WORK REQUIRED. Retype the data that follows, keeping every character the same.

─── STORED DATA

PR #663, opened 2017-05-12
Duplicate of economist.recipe

bobbysteel:
No need for this - at one time there was a need for the "free" recipe but this has not been the case for a while. This recipe seems to be totally duplicate and at best should be renamed as currently there are two identical recipes with the same official title.


kovidgoyal:
It remains because removing it will break automated news download for people who have subscribed to that recipe in the past.

bobbysteel:
can I suggest renaming one of them then? it's v confusing to have two identical recipes. i'd propose naming this one "The Economist (Free)" for consistency w/ origins.

kovidgoyal:
Since they produce identical output, it would be more misleading to change their titles, since if you name one (Free) and not the other, it would lead people to expect that the other is not free -- which is currently not true.

bobbysteel:
Don't you think it's ridiculous though to have duplicate names that require
code duplication?

kovidgoyal:
No, I dont. I have explained why above.

PR #664, opened 2017-05-13
Add a language field to the "get ebooks" dialog.

Steap:


kovidgoyal:
There's a whole bunch of other amazon plugins you should make similar changes to. See the parse_language() function in sources/amazon.py 

Also I thing the language field should contain cacnonicalized langauge names whereever possible, so that the displayed language is the same from all stores. See the get_langauge() and canonicalize_lang() functions in localization.py

The plugins should return ISO lang codes and the GUI should display them as localized language names.

kovidgoyal:
You should not need to maintain your own mapping of german to english language names, it should be there already, see langnames_to_langcodes() in localization.py

Unless of course, libri.de uses different langnames than the ones in the german translation of calibre.

kovidgoyal:
Though I suppose if you want it to work with non-german calibre, you have to maintain your own mapping. So feel free to ignore my previous comment :)

Steap:
OK, thanks for the tips! I'm going to drop the non-English stores for now, I'm more interested in pushing the new feature. I'll update the PR with a fix for all English Amazon stores.

kovidgoyal:
Unfortunately, you cannot re-use code in that fashion for the amazon plugins. The reason is that store plugins are auto-updated and reloaded dynamically (to keep up with changes to websites). That means they cannot depend on each other. So you'd have to duplicate the code across all amazon plugins -- it's annoying, but...

Volkthehunter:
Where is code that makes some text able to jump through pages when clicked? Thank you!

snow212-cn:
Is the coronavirus in India still not serious enough to kill the author?

snow212-cn:
Now is 12739. It'll double day by day and may you be gone soon.

Rockster1501 (approved):
Go go go

Rockster1501 (approved):

breakndream:
For this bug: Amazon meta data plugin should use current locale by default(https://bugs.launchpad.net/calibre/+bug/1256374), can we just change line 176 in the localization.py file to  `lang = get_system_locale()`? 
If not, I am curious how to implement that feature since from other methods, there were various ways to receive user language and that's the dead end..

PR #666, opened 2017-05-15
Store and access user template functions on a per-library basis. This…

cbhaley:
… is used when the DB evaluates composites, avoiding using the global copy.

The ability to pre-compile templates was removed because the one-true list of available functions is known only at execution time. The compiled copy depended on the global state being accurate. And in any event, I was never totally convinced that the compiled version was significantly faster than the pre-lexed version.

Includes a bug fix: the booklist must be refreshed if a user-defined function changed.


kovidgoyal:
I merged it with a slight change to simply the set_global_state function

──────

EXERCISE RESULT.
PR #663, opened 2017-05-12
Duplicate of economist.recipe

bobbysteel:
No need for this - at one time there was a need for the "free" recipe but this has not been the case for a while. This recipe seems to be totally duplicate and at best should be renamed as currently there are two identical recipes with the same official title.


kovidgoyal:
It remains because removing it will break automated news download for people who have subscribed to that recipe in the past.

bobbysteel:
can I suggest renaming one of them then? it's v confusing to have two identical recipes. i'd propose naming this one "The Economist (Free)" for consistency w/ origins.

kovidgoyal:
Since they produce identical output, it would be more misleading to change their titles, since if you name one (Free) and not the other, it would lead people to expect that the other is not free -- which is currently not true.

bobbysteel:
Don't you think it's ridiculous though to have duplicate names that require
code duplication?

kovidgoyal:
No, I dont. I have explained why above.

PR #664, opened 2017-05-13
Add a language field to the "get ebooks" dialog.

Steap:


kovidgoyal:
There's a whole bunch of other amazon plugins you should make similar changes to. See the parse_language() function in sources/amazon.py 

Also I thing the language field should contain cacnonicalized langauge names whereever possible, so that the displayed language is the same from all stores. See the get_langauge() and canonicalize_lang() functions in localization.py

The plugins should return ISO lang codes and the GUI should display them as localized language names.

kovidgoyal:
You should not need to maintain your own mapping of german to english language names, it should be there already, see langnames_to_langcodes() in localization.py

Unless of course, libri.de uses different langnames than the ones in the german translation of calibre.

kovidgoyal:
Though I suppose if you want it to work with non-german calibre, you have to maintain your own mapping. So feel free to ignore my previous comment :)

Steap:
OK, thanks for the tips! I'm going to drop the non-English stores for now, I'm more interested in pushing the new feature. I'll update the PR with a fix for all English Amazon stores.

kovidgoyal:
Unfortunately, you cannot re-use code in that fashion for the amazon plugins. The reason is that store plugins are auto-updated and reloaded dynamically (to keep up with changes to websites). That means they cannot depend on each other. So you'd have to duplicate the code across all amazon plugins -- it's annoying, but...

Volkthehunter:
Where is code that makes some text able to jump through pages when clicked? Thank you!

snow212-cn:
Is the coronavirus in India still not serious enough to kill the author?

snow212-cn:
Now is 12739. It'll double day by day and may you be gone soon.

Rockster1501 (approved):
Go go go

Rockster1501 (approved):

breakndream:
For this bug: Amazon meta data plugin should use current locale by default(https://bugs.launchpad.net/calibre/+bug/1256374), can we just change line 176 in the localization.py file to  `lang = get_system_locale()`? 
If not, I am curious how to implement that feature since from other methods, there were various ways to receive user language and that's the dead end..

PR #666, opened 2017-05-15
Store and access user template functions on a per-library basis. This…

cbhaley:
… is used when the DB evaluates composites, avoiding using the global copy.

The ability to pre-compile templates was removed because the one-true list of available functions is known only at execution time. The compiled copy depended on the global state being accurate. And in any event, I was never totally convinced that the compiled version was significantly faster than the pre-lexed version.

Includes a bug fix: the booklist must be refreshed if a user-defined function changed.


kovidgoyal:
I merged it with a slight change to simply the set_global_state function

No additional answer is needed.